Input data -
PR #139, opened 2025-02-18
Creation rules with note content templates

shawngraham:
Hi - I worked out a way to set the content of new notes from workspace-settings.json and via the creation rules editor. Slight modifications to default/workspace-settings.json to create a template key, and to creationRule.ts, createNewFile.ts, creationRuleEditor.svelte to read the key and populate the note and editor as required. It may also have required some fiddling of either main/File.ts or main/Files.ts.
...
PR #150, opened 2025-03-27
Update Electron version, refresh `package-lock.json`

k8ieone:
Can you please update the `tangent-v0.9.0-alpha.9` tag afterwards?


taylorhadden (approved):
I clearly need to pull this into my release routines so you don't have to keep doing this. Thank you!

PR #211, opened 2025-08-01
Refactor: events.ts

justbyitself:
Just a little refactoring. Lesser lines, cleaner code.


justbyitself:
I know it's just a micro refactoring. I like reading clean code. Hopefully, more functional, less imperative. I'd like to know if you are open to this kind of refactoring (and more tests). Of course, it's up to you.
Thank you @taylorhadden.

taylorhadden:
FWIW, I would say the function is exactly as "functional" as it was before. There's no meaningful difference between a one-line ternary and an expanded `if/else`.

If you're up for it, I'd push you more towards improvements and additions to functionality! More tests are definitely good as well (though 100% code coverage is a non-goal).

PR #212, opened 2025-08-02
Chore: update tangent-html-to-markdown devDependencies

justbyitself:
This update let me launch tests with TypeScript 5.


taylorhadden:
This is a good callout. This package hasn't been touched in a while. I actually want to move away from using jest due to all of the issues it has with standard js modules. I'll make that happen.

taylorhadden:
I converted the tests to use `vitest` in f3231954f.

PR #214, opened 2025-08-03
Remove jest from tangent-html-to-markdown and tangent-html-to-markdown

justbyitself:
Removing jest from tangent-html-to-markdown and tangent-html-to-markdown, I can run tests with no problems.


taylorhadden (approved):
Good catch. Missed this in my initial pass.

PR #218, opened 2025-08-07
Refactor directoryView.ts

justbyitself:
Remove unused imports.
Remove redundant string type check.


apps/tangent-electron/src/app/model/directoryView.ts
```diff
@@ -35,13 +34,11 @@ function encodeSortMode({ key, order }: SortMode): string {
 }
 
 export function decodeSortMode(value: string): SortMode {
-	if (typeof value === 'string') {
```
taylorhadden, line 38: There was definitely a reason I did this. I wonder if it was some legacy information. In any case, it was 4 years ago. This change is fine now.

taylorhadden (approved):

Exercise - Scan the entries above for the word "string". Report the lines that hold it.

Result for this task -
Remove redundant string type check.
@@ -35,13 +34,11 @@ function encodeSortMode({ key, order }: SortMode): string {
 export function decodeSortMode(value: string): SortMode {
-	if (typeof value === 'string') {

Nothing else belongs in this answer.